As I don’t have from this position the business view about the continuity of the dataset etc; for my nice HUB project portfolio; it will require to add a null handling section, aiming to achieve a nice data gap cover for the Summary Report (null handling section).

You can start to work out these upgrades in your real model if you will, as I am busy now. I would be able to work later in the evening updating the HUB concept.

Thank you for the feedback.

Cardinal_Fire · February 3, 2022, 6:08pm

BR, again my thanks. I assure you, any perceived pressure-to-solve is only a) with great respect to your time thus far and for your convenience going forward and b) out of a strong desire to learn. I have not come across these specific nodes, nor have I seen or used value injection to chained nodes in this way: completion of the puzzle will demonstrate the method - I guess I’m eager to see this magic realised.

I am of course testing on my local model in an attempt to resolve, but can appreciate it would be good also to have your reference Hub artefact complete.
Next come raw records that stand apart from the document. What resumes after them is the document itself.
PR #2936, opened 2023-09-05
Revert "feat(lambda-tiler): try arm based lambdas (#2910)"

blacha:
This reverts commit e5bd68df37f487c4cc543c69fbedc66f13c5fdc0.


blacha:
ARM lambda functions seem to be working pretty well, so we don't need to revert them!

Hope to swap notes later. In the meantime, thank you. GC

gonhaddock · February 3, 2022, 10:05pm

Thanks for your encouraging comments, not needed indeed as I am learning as well by helping others with their use cases.
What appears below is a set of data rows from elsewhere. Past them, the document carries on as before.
PR #2947, opened 2023-09-12
Fix(cli): Import config to get target zoom from covering.json

Wentao-Kuang:
#### Description
The new cogify workflow deprecate the old job.json and use covering.json to prepare jobs. We need fix the import to be able to support both job.json and covering.json. 

#### Intention
We try to get gsd from job.json first, if not exist we loop for covering.json. Also, I have moved the prepare url inside the if condition to stop these s3 read and only try to get job.json if there is a change in config. 

#### Checklist
- [ ] Tests updated
- [ ] Docs updated
- [ ] Issue linked in Title

### DIFF
--- a/packages/cli/src/cli/config/action.import.ts
+++ b/packages/cli/src/cli/config/action.import.ts
@@ -261,9 +261,11 @@ export class CommandImport extends CommandLineAction {
     const aerialId = 'ts_aerial';
     const newData = await mem.TileSet.get(aerialId);
     const oldData = await cfg.TileSet.get(aerialId);
+    const aerialLayers: Set<string> = new Set<string>();
     if (newData == null || oldData == null) throw new Error('Failed to fetch aerial config data.');
     for (const layer of newData.layers) {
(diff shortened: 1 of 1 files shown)


packages/cli/src/cli/config/action.import.ts
```diff
@@ -307,14 +317,25 @@ export class CommandImport extends CommandLineAction {
   }
 
   _jobs: Map<string, CogStacJob> = new Map<string, CogStacJob>();
-  async _loadJob(path: string): Promise<CogStacJob> {
+  async _loadJob(path: string): Promise<CogStacJob | undefined> {
     const existing = this._jobs.get(path);
     if (existing) return existing;
+    const exist = await fsa.exists(path);
```
blacha, line 323: this does two requests, and in theory the time between the exists and read the state could change (eg file deleleted or moved).

As a general rule you should attempt to read the file and look for a `404` if a error happens.

Wentao-Kuang: Good point, I have remove the check exist and move read into try. Return null if failed to get the job.json.

blacha (approved):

Go back to business. The workflow in HUB has been updated, I hope it covers all bullet points with the desired performance now. The main changes over the previous version are three (red marks in the picture):

As previously commented, a ‘Rule Based Row Filter’ validates the Power Event Period on a pre-processing position; and replaces the two ‘Rule Engine’ nodes with the following rule (include TRUES):

( $Powered On_Period$ <= $${IREPORT_ID}$$ ) AND ( $Powered Off_Period$ >= $${IREPORT_ID}$$ ) => TRUE
TRUE => FALSE

This change #1 generates a problem, as a gap in time events continuity will not be reflected in the summary report when pivoting the REPORT_ID.

To solve this, an ‘Empty Table Switch’ allows to introduce an unique empty register in the loop step, that can be easily filtered in the reporting section.
This latest change #2 brings another undesirable effect, because the Summary Report’s ‘Pivot’ node changes the default resorting of the columns, giving priority to the unreferenced ones.
As we want the columns to be ordered chronologically in an automated way, and aiming to achieve a Time-Line format; a new branch has been added to feed the ‘Reference Column Resorter’ at the very end of the workflow.
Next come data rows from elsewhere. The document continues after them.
PR #2969, opened 2023-09-24
fix(lambda-tiler): Catch the error code while reading the config file in api. BM-898

Wentao-Kuang:
#### Description
When failed to get config file from s3, return correct error code in logs and remove the 500 error in #proj-basemaps-alerts

#### Intention
Catch the error from `fsa.readJson(config)`, and throw correct error code and message.

#### Checklist
- [X] Tests updated
- [ ] Docs updated
- [X] Issue linked in Title

### DIFF
--- a/packages/lambda-tiler/src/util/config.loader.ts
+++ b/packages/lambda-tiler/src/util/config.loader.ts
@@ -46,10 +46,14 @@ export class ConfigLoader {
 
     req.set('config', configLocation);
     req.timer.start('config:load');
-    return CachedConfig.get(configLocation).then((f) => {
-      req.timer.end('config:load');
-      if (f == null) throw new LambdaHttpResponse(404, `Config not found at ${configLocation}`);
-      return f;
-    });
+    return CachedConfig.get(configLocation)
+      .then((f) => {
+        req.timer.end('config:load');
+        if (f == null) throw new LambdaHttpResponse(404, `Config not found at ${configLocation}`);
+        return f;
+      })
+      .catch((e) => {
+        throw new LambdaHttpResponse(e.status, e.statusDescription);
+      });
   }
 }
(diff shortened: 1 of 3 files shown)


packages/lambda-tiler/src/util/config.loader.ts
```diff
@@ -46,10 +46,14 @@ export class ConfigLoader {
...
     req.timer.start('config:load');
-    return CachedConfig.get(configLocation).then((f) => {
-      req.timer.end('config:load');
-      if (f == null) throw new LambdaHttpResponse(404, `Config not found at ${configLocation}`);
-      return f;
-    });
+    return CachedConfig.get(configLocation)
+      .then((f) => {
+        req.timer.end('config:load');
+        if (f == null) throw new LambdaHttpResponse(404, `Config not found at ${configLocation}`);
```
blacha, line 52: Would `400` be more appropriate ? as the parameter is invalid?

packages/lambda-tiler/src/util/config.loader.ts
```diff
@@ -46,10 +46,14 @@ export class ConfigLoader {
...
+        return f;
+      })
+      .catch((e) => {
+        throw new LambdaHttpResponse(e.status, e.statusDescription);
```
blacha, line 56: this seems risky as `e` could be anything... if it was a string this response would be undefined, undefined which may break other things?

Wentao-Kuang: Shall we both throw the same error. 400 with `Invalid config location at ${configLocation}`

blacha: I think this catch is risky, we should handle the permission denied when we are actually reading the file

blacha (approved):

That’s all from this side. Regards

Cardinal_Fire · February 4, 2022, 6:14pm

@gonhaddock High Kudos. Not just for solving this challenge, but for your patient incremental model evolution. Thank you.

At my end I still have issues with the absence of valid BILL EFF_Start/End values, as described, blocking the conclusion of the model when real data is applied, but I cannot argue that your model doesn’t deliver the required outcome and I can work on the resolution of my issues.

Defining the reporting granularity was the innovative approach that was missing: it delineates the scope of billing perfectly and your model is was the key to demonstrating this.

Sincere thanks for this work, it was pivotal. Best regards. GC

Cardinal_Fire · February 10, 2022, 9:37am

PS: I discovered why both models fail when data other than the canned data is used: “Table Row to Variable Loop Start” can only insert a single variable many times. Instead of inserting the value associated with the row-data being processed, it’s just blindly stamping the first value it received from the start/end_report thread against every one of my ~1300 rows.

I’m therefore focused now on a loop that calculates the correct variable, for the dates in the associated row being processed, as this will provide the missing per-row context needed.

system · February 17, 2022, 9:38am

This topic was automatically closed 7 days after the last reply. New replies are no longer allowed.